**WHAT TO DO:**
Across the entries that follow, how many lines have the word "system" in them? Give only the number.
======== AVAILABLE DATA ========
PR #806, opened 2019-04-24
Implement the collection dashboard

nrwinner:
This PR introduces a collection dashboard that provides administrators, editors, and curators a suite of functionality regarding users and learning objects in the CLARK system. There are too many screens to exhaustively cover with screenshots, I would ask that reviewers checkout the branch and play with the system.

Contributes to ch97

This is a big PR and I'm sorry :( if it makes you feel any better I too reviewed it so I can share in your pain.


nvisal1:
image

package.json
```diff
@@ -55,6 +53,7 @@
     "@types/node": "^10.5.2",
     "@types/uuid": "^3.4.3",
     "codelyzer": "^4.3.0",
+    "cypress": "^3.2.0",
```
pzalep1: Cypress should be removed before merging.

src/app/admin/components/filter-search/filter-search.component.ts
```diff
@@ -0,0 +1,267 @@
...
+                .width - 200
+          }
+        );
+      } else {
+        this.contextMenuService.destroy(this.filterMenu);
+      }
+
+      this.filterMenuDown = !!event;
+    } else {
+      console.error('Error! Attempted to use an unregistered context menu');
```
DonSeannelly: Can you elaborate on this error? I see it's a console error, so it's meant for the developer. What action should they take to remedy this?

src/app/admin/components/filter-search/filter-search.component.ts
```diff
@@ -0,0 +1,267 @@
...
+        return 'far fa-hourglass';
+      case 'review':
+        return 'far fa-sync';
+      case 'proofing':
+        return 'far fa-shield';
+      case 'released':
+        return 'far fa-eye';
+      case 'rejected':
+        return 'far fa-ban';
+    }
```
DonSeannelly: Could we pull this up to a higher level of the application where it could be shared across components/modules? It seems to be popping up a lot, so any changes will require updates in several places.

src/app/admin/components/sidebar/sidebar.component.ts
```diff
@@ -0,0 +1,52 @@
...
+   * Navigate to previous location
+   *
+   * @memberof SidebarComponent
+   */
+  navigateBack() {
+    this.router.navigateByUrl(this.history.lastRoute ? this.history.lastRoute.url : '/');
+  }
+
+  ngOnDestroy() {
+    // subscription clean up
```
DonSeannelly: I think this pattern is used enough throughout that we probably don't need a line comment 

```suggestion
```

src/app/admin/components/user-privileges/privileges-list/privileges-list.component.ts
```diff
@@ -0,0 +1,91 @@
+import { Component, OnInit, Input, Output, EventEmitter } from '@angular/core';
+import { first } from 'rxjs/operators';
+import { Subject } from 'rxjs';
+import { trigger, transition, style, animate, query, stagger } from '@angular/animations';
+
+@Component({
+  selector: 'clark-privileges-list',
+  templateUrl: './privileges-list.component.html',
+  styleUrls: ['./privileges-list.component.scss'],
+  animations: [
```
DonSeannelly: I think as animations grow we should identify a cutoff point where we place them in their own file. I don't think this one here is necessarily too big, but might want to be a guideline we establish

src/app/admin/components/user-privileges/privileges-list/privileges-list.component.ts
```diff
@@ -0,0 +1,91 @@
...
+   * Instructs the ngFor how to track changes to the list of privileges
+   *
+   * @param {*} _
+   * @param {*} item
+   * @returns
+   * @memberof PrivilegesListComponent
+   */
+  trackBy(_, item) {
+    return item.join('@');
+  }
```
DonSeannelly: I thought trackBy was a built in - can someone explain this to me?

src/app/admin/components/user-privileges/user-privileges.component.ts
```diff
@@ -0,0 +1,193 @@
...
+   *
+   * @private
+   * @memberof UserPrivilegesComponent
+   */
+  private getUserRoles() {
+    this.privilegeService.getRoles(this.user.id).then(roles => {
+      this.privileges = roles.map(x => x.split('@'));
+    this.getCollections();
+    }).catch(error => {
+      this.toaster.notify('Error!', 'There was an error fetching user\'s privileges. Please try again later.', 'bad', 'far fa-times');
```
DonSeannelly:
```suggestion
      this.toaster.notify('Error!', 'There was an error fetching this user\'s privileges. Please try again later.', 'bad', 'far fa-times');
```

src/app/admin/components/user-search-wrapper/user-search-wrapper.component.html
```diff
@@ -0,0 +1,34 @@
+<div class="reviewer-search__container">
+  <div class="container__user-dropdown">
+    <div class="user-dropdown__search">
+      <i class="fas fa-search search__icon"></i>
+      <input type="text" aria-label="user search" class="search__input" placeholder="Search Users" [(ngModel)]="query" (input)="userSearchInput$.next($event.currentTarget.value)">
```
pzalep1: aria-label should be aria-labelledby because the text is visible on the screen

src/app/admin/pages/learning-objects/learning-objects.component.ts
```diff
@@ -0,0 +1,274 @@
...
+    };
+    this.publicLearningObjectService
+      .getLearningObjects(query)
+      .then(val => {
+        this.learningObjects = val.learningObjects;
+      })
+      .catch(error => {
+        this.toaster.notify(
+          'Error!',
+          'There was an error fetching this user\'s learning objects. Please try again later.',
```
DonSeannelly:
```suggestion
          'There was an error fetching this user\'s Learning Objects. Please try again later.',
```

src/app/core/privilege.service.ts
```diff
@@ -0,0 +1,115 @@
...
+  private handleError(error: HttpErrorResponse) {
+    if (error.error instanceof ErrorEvent) {
+      // Client-side or network returned error
+      return throwError(error.error.message);
+    } else {
+      // API returned error
+      return throwError(error);
+    }
+  }
+}
```
DonSeannelly: Is this service being used outside of the collection dashboard? If not, we should consider putting it inside of a core module there to reduce the bundle size for the main app to load.

src/app/shared/navbar/navbar.component.ts
```diff
@@ -46,7 +47,7 @@ import {
   ]
 })
 export class NavbarComponent implements OnInit, AfterContentChecked, OnDestroy {
-  // FIXME: Convert 'class' to 'type' for consistancy
+  // FIXME: Convert 'class' to 'type' for consistency
```
DonSeannelly: What is the context of this FIXME? Is it saying to convert the `NavbarComponent` class to a type? I'm not really following.

src/environments/status-descriptions.ts
```diff
@@ -0,0 +1,43 @@
...
+    review(collection: string) {
+      return `This learning object is currently under review by the ${collection} review team. It is not yet released and cannot be edited until the review process is complete.`
+    },
+    proofing() {
+      return 'This learning object is currently undergoing proofing by the CLARK editorial team. It is not yet released and cannot be edited until the proofing process is complete.'
+    },
+    released(collection: string) {
+      return `This learning object is released in the ${collection} collection and can be browsed for.`;
+    }
+  };
```
DonSeannelly: This should be updated to `Learning Object`

src/environments/status-descriptions.ts
```diff
@@ -0,0 +1,43 @@
...
+
+  constructor(private collectionService: CollectionService) { }
+
+  async getDescription(status: LearningObject.Status, collectionAbbreviation?: string) {
+    const needsCollection = [LearningObject.Status.RELEASED, LearningObject.Status.WAITING, LearningObject.Status.REVIEW];
```
DonSeannelly: I don't follow the `needsCollection` variable being a set of statuses? Am I missing some context, or is there a better name we could use here?

src/app/shared/dashboard-item/dashboard-item.component.html
```diff
@@ -1,10 +1,10 @@
 <div *ngIf="!hidden" class="dashboard-item" [ngClass]="{'disabled': disabled, 'shrink': small}">
   <div class="row-item">
-    <div>
+    <div *ngIf="hasCheckBox">
       <clark-checkbox *ngIf="!disabled" [setValue]="selected" (action)="toggleSelect($event)"></clark-checkbox>
```
pzalep1: Add aria-label to input

src/app/shared/popup-templates/collection-selector-popup/collection-selector-popup.component.html
```diff
@@ -0,0 +1,15 @@
+<div class="banner">
+  <div class="banner__title">Select a Collection</div>
+  <div class="banner__sub">Please submit to CAE Community collection if not associated with other collections.</div>
+</div>
+<div class="collections-grid">
+  <clark-collections-grid (collections)="collections" [currentCollection]="currentCollection" (selected)="select($event)"></clark-collections-grid>
+  <div class="license-selection">
+    <input type="checkbox" name="license-agreement" aria-label="license agreement checkbox" [(ngModel)]="licenseAccepted"/>
```
pzalep1: aria-label="Clickable license agreement checkbox"

src/app/shared/popup-templates/collection-selector-popup/collection-selector-popup.component.scss
```diff
@@ -0,0 +1,67 @@
...
+    left: 0;
+    right: 0;
+    bottom: 0;
+    opacity: 0.04;
+    mask: $cube-pattern repeat;
+  }
+
+  .banner__title {
+    color: white;
+    font-size: 24px;
```
pzalep1: Font-size normalization. Larger would probably be the way to go.

src/app/admin/components/user-privileges/privileges-list/privileges-list.component.ts
nrwinner: The trackBy functionality is built in, but it takes a function to dictate its policy for tracking changes to items in the model. More information here: https://netbasal.com/angular-2-improve-performance-with-trackby-cc147b5104e5

src/environments/status-descriptions.ts
nrwinner: The `needsCollection` variable here dictates whether or not the status uses the name of a collection in its copy and 'needs" to fetch the full 'collection' from the CollectionService given its abbreviated name.

src/app/shared/navbar/navbar.component.ts
nrwinner: This FIXME was was there when I found it, I have no context. I just saw the typo and fixed it. It doesn't appear to apply to anything in the NavbarComponent (since that class cannot be converted to a type) so my guess is it can be removed.

src/app/shared/popup-templates/collection-selector-popup/collection-selector-popup.component.scss
```diff
@@ -0,0 +1,67 @@
...
+  }
+}
+
+.collections-grid {
+  margin-top: 100px;
+}
+
+.license-selection {
+  color: $dark-grey;
+  font-size: 18px;
```
pzalep1:
```suggestion
  font-size: $large;
```

src/app/admin/components/filter-search/filter-search.component.ts
nrwinner: The context menu component in its current state requires that any new context-menu's be registered with the context menu service before they can be used. Usually this occurs at the top of the file. I have a branch with this piece removed but I haven't finished it yet.

src/app/admin/pages/analytics/analytics.component.ts
```diff
@@ -0,0 +1,15 @@
+import { Component, OnInit } from '@angular/core';
```
nvisal1: If this code isn't being used, it should be deleted.

src/app/admin/admin.component.ts
```diff
@@ -0,0 +1,121 @@
...
+
+  /**
+   * Retrieve a list of collection names for which the user is authorized to view (has curator status for)
+   *
+   * @memberof AdminComponent
+   */
+  async retrieveAuthorizedCollections() {
+    // wait for user to be logged in (edge case) and then fetch list of curated collections
+    return await this.authService.isLoggedIn.pipe(
+      skipWhile(x => x === false),
```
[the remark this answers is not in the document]
nrwinner: On slow connections, the app can load in an un authenticated state while it's waiting on the cookie to be validated with the service. When this happens, the accessGroups property is undefined and thus the user's authorized collections cannot be loaded.

src/app/admin/admin.component.ts
```diff
@@ -0,0 +1,121 @@
...
+      take(1)
+    )
+    .toPromise()
+    .then(async () => {
+      // we're sure the user is logged in here and so access groups should be defined
+      return await Promise.all(
+        this.authService.user['accessGroups']
```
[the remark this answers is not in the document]
nrwinner: In most cases, a User object in the client doesn't have an `accessGroups` property. This property only exists in the AuthService.

src/app/shared/collections-grid/collections-grid.component.html
```diff
@@ -1,29 +1,55 @@
...
       Loading collections...
     </div>
   </ng-template>
-  
+
   <ng-template #noneTemplate>
     <div class="none-template">
       <span><i class="far fa-times"></i></span>
-      Uh-oh! We weren't able to get a list of collections. Please try again later.
+      Uh-oh! We weren't able to get a list of collections. Please try again
```
nvisal1: It might be a good idea to reword this error message. "Uh-oh!" seems a little sarcastic.

package.json
```diff
@@ -8,9 +8,7 @@
     "start": "ng serve",
     "build": "ng build",
     "test": "jest --verbose  --coverage",
-    "lint": "ng lint",
-    "app": "cd .. cd ",
-    "e2e": "cypress open"
```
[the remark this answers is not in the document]
nvisal1: Cypress should not be installed as a dependency in the client anymore. The `e2e` script is not being used. The e2e box does not need this script for running tests in CI. It should be removed.

package.json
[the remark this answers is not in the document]
nvisal1: Both the cypress dependency and the command should be removed.

src/app/admin/admin.component.ts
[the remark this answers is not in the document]
DonSeannelly: Gotcha. Maybe in the future we could come up with a way to wait for the user to be validated before loading the components that are restricted when loading them directly.

src/app/admin/admin.component.ts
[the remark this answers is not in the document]
DonSeannelly: So in that case, since the `user` being read is from the `AuthService` where that property exists, shouldn't we have typings for that - allowing `this.authService.user.accessGroups`?

src/app/shared/collections-grid/collections-grid.component.html
nrwinner: @DonSeannelly since this is your copy, what are your thoughts? Personally I think I like it the way it is.

image

src/app/admin/components/filter-search/filter-search.component.ts
nrwinner: As far as I'm aware, this is the only place we're doing the icons like this. Perhaps some time should be taken to decide the best way to do the status icons across the platform, but as of right now I can't find any code that performs a similar function to this in the app.

src/app/admin/components/user-privileges/privileges-list/privileges-list.component.ts
nrwinner: I definitely agree with this.

src/app/admin/admin.component.ts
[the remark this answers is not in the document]
nrwinner: Oh actually we do already lol whoops

src/app/admin/admin.component.ts
```diff
@@ -0,0 +1,121 @@
...
+        .filter(group => group.includes('curator@'))
+        .map(group =>
+          this.collectionService.getCollection(group.split('@')[1]).then(c => this.authorizedCollections.push(c))
+        ))
+        .then(() => {
+          // remove the initialization block
+          this._initialized[0] = true;
+        });
```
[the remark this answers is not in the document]
DonSeannelly: I'm not sure if I'm fully following here. What I was thinking was that the anonymous function being used by the top level `then` (which responds to the promisified data from the pipe), is just one statement - a `Promise.all`. That statement though does quite a bit, and as an uniformed reader it's a little hard for me to grasp it.

My thought was that we could create a private helper method and pass that to the top level `then` that is used. So it would read:
```
.then(doTheThing)
```

This would allow for us to put JSDoc on that function to explain the purpose of the filter, mapping, and cleanup logic of the nested `then`.

src/app/shared/navbar/navbar.component.ts
DonSeannelly: I'm going to guess if we look at the git history for this file it was referring to something else that got removed and it didn't. My vote would be 🔥 it

src/environments/status-descriptions.ts
DonSeannelly: Ah that makes sense. Maybe we could add JSDoc to the function that says just that. It's pretty clear now, but I did not pick that up at first

DonSeannelly: Ah that makes sense. Maybe we could add JSDoc to the function that says just that. It's pretty clear now, but I did not pick that up at first

src/app/shared/collections-grid/collections-grid.component.html
DonSeannelly: I think we need to spend some time on identifying the tone and voice we want to use in copy and user-facing messages on the system. We alternate between fairly cold and robotic to somewhat playful at times.

If the "Uh-oh" seems a little off-putting maybe we could just drop it.

Also, question on this now that I'm looking at it again. Why did we remove `later .`?

src/app/admin/components/filter-search/filter-search.component.ts
DonSeannelly: I was thinking of `LearningObjectStatusIndicatorComponent` in my head, but it turns out I never went back to refactor the template so it's just making a ton of icon tags and ng-ifing them

src/app/shared/collections-grid/collections-grid.component.html
nrwinner: We didn't, later is just pushed down onto the next line for some reason

src/app/admin/admin.component.ts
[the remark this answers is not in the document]
nrwinner: At that point though, isn't the parent function just waiting for the user to be logged in and then handing off to another function? It's not handling any of the actual logic for the use case.

src/environments/status-descriptions.ts
nrwinner: Can do

src/app/admin/components/user-privileges/privileges-list/privileges-list.component.ts
nrwinner: I was noodling on this at lunch, I'm thinking it might be a good idea to decree that all animations should _always_ live in a separate file. A cutoff is a bit of a slippery slope I feel.

src/app/admin/admin.component.ts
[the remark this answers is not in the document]
DonSeannelly: Yes, that's correct. It would be setting things up and then invoking another function. Functions are a unit of decomposition that should be much smaller than a use case. We don't actually ever **need** a function, but they can significantly help in the way that our minds process code by reducing scope.

My suggestion here is just rooted in an opinion that promises in promises are not inherently readable - it reminds me of callback hell. I do think it would be best to decompose it, but since we don't have any guidelines on this as a team I can't say that I believe we must break it down.

I'll leave it up to your judgement.

src/app/admin/components/user-privileges/privileges-list/privileges-list.component.ts
DonSeannelly: I like it 👍

src/app/shared/collections-grid/collections-grid.component.html
nrwinner: Oh, and we absolutely need a voice-and-tone guideline set. Will be part of the forever impending style guide I keep promising.

DonSeannelly: @nrwinner maybe we could break it out of that so the can doesn't get kicked too far down the road. It seems to be something that is coming up on a weekly basis. I'd like to get even just a preliminary draft put together in the next few weeks.

nrwinner: I've removed the 'Uh-oh' for the time being until we solidify our voice and tone guidelines

src/app/admin/components/user-privileges/privileges-list/privileges-list.component.ts
nrwinner: Collection-dashboard animations are extracted to their own files

package.json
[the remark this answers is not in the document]
nrwinner: Cypress is definitively not still in the package.json as a dependency, this must be an outdated file view.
========
**SOLUTION FOR THIS EXERCISE:**
2